▶ _Aim of the task_:
Please quote exactly the opening lines of the data, from the first line to the one where "In addition, the" appears.

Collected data
PR #699, opened 2023-08-08
Improve name handling for table filters

AJR-VMware:
Our previous processing could not handle dots in table names, and was not escaping double quotes if a user included them. This commit handling should achieve parity with what pg_dump is able to process.

In addition, the input filter lists were re-processed in multiple places throughout the codebase, causing some room for quote_ident to possibly be run on the same name more than once.  To clean things up, we now use a struct representation that is populated one time, and then referenced for the remainder of the run.  We now process based on OID wherever the filter lists are needed.  This required fairly wide-ranging changes to the integration test suite.

This commit leaves one TODO that should be addressed.  Our options module needs access to this struct, but cannot import the backups module due to circular import errors.  This presents a challenge, and the current solution is to have identical options.Relation and backup.Relation structs, and a routine to convert from one to the other. This is obviously inefficient, but the alternative would be to pull large chunks of logic "upstream" into options so that options can be the official home of this struct, and that seems very invasive to the codebase.  A better solution would be good, but none seems clear at the moment.


backup/validate_test.go
```diff
@@ -62,11 +62,13 @@ var _ = Describe("backup/validate tests", func() {
 	})
 	Describe("ValidateTablesExist", func() {
 		var tableRows, partitionTables, schemaAndTable, schemaAndTable2 *sqlmock.Rows
+		// var backupCmdFlags *pflag.FlagSet
```
jmcatamney, line 65: I assume this and line 71 should be removed, not just commented out?

integration/options_integration_test.go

▶ _Completed task_:
PR #699, opened 2023-08-08
Improve name handling for table filters

AJR-VMware:
Our previous processing could not handle dots in table names, and was not escaping double quotes if a user included them. This commit handling should achieve parity with what pg_dump is able to process.

In addition, the input filter lists were re-processed in multiple places throughout the codebase, causing some room for quote_ident to possibly be run on the same name more than once.  To clean things up, we now use a struct representation that is populated one time, and then referenced for the remainder of the run.  We now process based on OID wherever the filter lists are needed.  This required fairly wide-ranging changes to the integration test suite.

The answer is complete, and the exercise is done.